Periodic orbits, superintegrability, and Bertrand’s theorem
R. P. Martínez-y-Romero,
H. N. Núñez-Yépez,
A. L. Salas-Brito
Affiliations
R. P. Martínez-y-Romero
Facultad de Ciencias, Circuito Exterior, Ciudad Universitaria, UNAM, Coyoacan, CP 04510 CDMX, Mexico
H. N. Núñez-Yépez
Departamento de Física, Universidad Autónoma Metropolitana, Unidad Iztapalapa, Apartado Postal 55-534, Iztapalapa, CP 09340 CDMX, Mexico
A. L. Salas-Brito
Laboratorio de Sistemas Dinámicos, Departamento de Ciencias Básicas, Universidad Autónoma Metropolitana, Unidad Azcapotzalco, Apartado Postal 21-267, Coyoacan, CP 04000 CDMX, Mexico
Periodic orbits are the key for understanding classical Hamiltonian systems.

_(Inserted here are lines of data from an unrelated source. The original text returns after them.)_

PR #751, opened 2026-08-05
ci: harden workflows for zizmor (pin actions, fix template injection)

sanskar-singh-2403:
## What this PR does / why we need it

The zizmor gate has two mandatory checks failing on the workflow files:
`unpinned-uses` and `template-injection`. This PR resolves both.

1. Pin every GitHub Actions `uses:` reference to a full commit SHA, keeping
   the semver in a trailing comment for readability and Dependabot:

   - actions/checkout@v5          -> fbc6f3992d24b796d5a048ff273f7fcc4a7b6c09 (v5.1.0)
   - actions/setup-go@v5          -> 40f1582b2485089dde7abd97c1529aa768e1baff (v5.6.0)
   - actions/cache@v4             -> 0057852bfaa89a56745cba8c7296529d2fc39830 (v4.3.0)
   - golang/govulncheck-action@v1 -> 032d45514ae346b1db93c04b0c90b841c370344f (v1.1.0)

2. Fix template injection in pr-workflow.yaml: `${{ matrix.auth-mode }}` and
   `${{ needs.e2e-test-matrix.result }}` were interpolated directly into `run:`
   shell blocks. Move each into an `env:` var and reference it as a quoted
   shell variable so the expansion cannot inject code.

No functional behavior change.

## Testing

- Ran `zizmor --persona=pedantic` on both workflow files: zero findings for any
  mandatory check (unpinned-uses, template-injection, etc.).
- Confirmed both workflows remain valid YAML.

### DIFF
--- a/.github/workflows/govulncheck.yaml
+++ b/.github/workflows/govulncheck.yaml
@@ -28,7 +28,7 @@ jobs:
     runs-on: ubuntu-latest
     steps:
       - id: govulncheck
-        uses: golang/govulncheck-action@v1
+        uses: golang/govulncheck-action@032d45514ae346b1db93c04b0c90b841c370344f # v1.1.0
         with:
           go-version-file: go.mod
           go-package: ./...
--- a/.github/workflows/pr-workflow.yaml
+++ b/.github/workflows/pr-workflow.yaml
@@ -89,11 +89,15 @@ jobs:
     - name: Create cluster
       run: hack/create-kind-cluster.sh
     - name: Install Agent Substrate
-      run: hack/install-ate-kind.sh --deploy-ate-system --ateapi-client-auth=${{ matrix.ateapi-client-auth }}
+      env:
+        CLIENT_AUTH: ${{ matrix.ateapi-client-auth }}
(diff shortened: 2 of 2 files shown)


BenTheElder:
isn't most of this https://github.com/agent-substrate/substrate/pull/657/changes?

sanskar-singh-2403:
> isn't most of this https://github.com/agent-substrate/substrate/pull/657/changes?

I'll rebase

sanskar-singh-2403:
@BenTheElder I've reset onto current main and trimmed this down to just the findings #657
didn't cover:

- govulncheck.yaml: pin golang/govulncheck-action@v1 to a SHA (the only
  remaining unpinned-uses).
- pr-workflow.yaml template-injection: move ${{ matrix.ateapi-client-auth }}
  (Install / Deploy steps) and ${{ needs.e2e-test-matrix.result }} (Check E2E
  matrix step) into env: vars referenced as quoted shell variables.

Verified with zizmor: zero unpinned-uses and zero template-injection findings.
Force-pushed the trimmed version. Thanks for the pointer to #657.

PR #754, opened 2026-08-05
feat(otel): onboard atecontroller to the OTLP path

krisztianfekete:
atecontroller had no OTel at all. Dev-mode zap logger, and its controller-runtime metrics were only available on a :8080 that we don't scrape.

After this PR, logs go through the shared slog handler (plus a `--log-level` flag to match the other binaries), and controller-runtime's Prometheus registry is bridged onto the OTLP reader so the reconcile/workqueue metrics actually reach the collector. Filtering these out is a pipeline responsibility. Also added otelgrpc to the ateapi client, which was untraced.

This unblocks #564 the workperpool metrics, cc @Angelawork, @JeffLuoo: there's a working `MeterProvider` to use for `ate.workerpool.desired_workers`/`ready_workers`.

Couple of things to mention for review:

-`InitMetricsPushOnly`, not `InitMetrics`, even though we do serve :8080. That port is controller-runtime's own private registry, not the global one `serverboot.metricsMux` serves, so a pull reader there would collect into something we never expose.
- Bridge is pinned to v0.68.0 to match otelgrpc. Wanted to go to v0.70.0, but that requires otel/sdk/metric 1.45.0 and pulls the whole SDK up with it (406 vendor files instead of 81). Happy to do that bump separately.
- zap/zapr fall out of go.mod since atecontroller was the last importer.
- I included an OTel collector image bump from the early 2024 (!) one to latest, which was breaking exposing native histograms

- [x] Tests pass


docs/observability.md
```diff
@@ -124,6 +124,14 @@ For `atenet.router.route.duration`:
 
 The `ate.*` control-plane metric labels are either fixed value sets (operation, outcome, state, class, kind) or scoped to the deployment catalog (template and pool names are operator-created, never derived from request payloads), and the label set varies per operation: resume carries the most dimensions, delete only the operation and error type. `ate.sandbox.class` is derived from the template (each template has exactly one class), so it adds no extra series next to the template labels; it exists so dashboards can aggregate by class without enumerating template names. High-cardinality actor identity (name/uid/atespace) stays off metrics entirely and lives on logs and traces instead.
 
+### Bridged controller-runtime metrics (atecontroller)
+
+atecontroller bridges controller-runtime's private Prometheus registry, which the manager serves on an unscraped `:8080`, onto its OTLP reader. So `controller_runtime_*`, `workqueue_*`, `rest_client_*`, `leader_election_*`, `go_*`, and `process_*` reach the collector too, keeping their Prometheus names because they are upstream instruments and renaming them would break existing controller-runtime dashboards.
```
JeffLuoo, line 130: A general question - The controller will expose many metrics. Do we really find it useful to have all of them? If not, we should find a way to filter out them and only keep metrics we need from controller.

krisztianfekete: I am always a bit torn when it comes to this question regarding these specific metrics. In general the OTel recommendations are about exposing everything, and filtering in the pipeline, which makes sense as you might not be in the position to change this at the application level. 

The reason I included (or not filtered out) them in this PR was that fairly recently I had to use them and were lucky that they were available. We could add a filter for them in the pipeline as a follow-up. Wdyt?

JeffLuoo: sg, let's do it in a follow-up to update the pipeline if metrics from controller becomes too noisy.

JeffLuoo:
Please rebase

JeffLuoo (approved):

PR #1565, opened 2026-09-09
Increase actor termination grace period to 30m

### LINKED ISSUE #1560: Consider a longer workerGracePeriod
When a worker pod is deleted, ateom traps SIGTERM and propagates it to the actor containers. Then it gives them 1 minute of grace period before hard-terminating them (SIGKILL). Note that the worker pod itself has a grace period if 1 hour.

This is problematic as today, the likelihood of an Actor entering crashed during worker pod eviction is too high. Practically any rolling update of the worker pod deployment (e.g. a WorkerPool Update) will crash the actors running on the pod. 

A few things we should consider to make this better:

* Bump the workloadGracePeriod to something like 30 minutes.
* Document that Actors that run uninterrupted for more than 30 minutes can suffer data loss.
* Add a way to recover / revert an actor from CRASHED state to the last saved snapshot (see #1556).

As we show here, they are the clue for understanding Bertrand’s result relating the boundedness, flatness, and periodicity of orbits with the functional form of the potentials producing them. This result, which is known as Bertrand’s theorem, was proved in 1883 using classical 19th century techniques. In this paper, we prove such a result using the relationship between the bounded plane and periodic orbits, constants of motion, and continuous symmetries in the Hamiltonian system.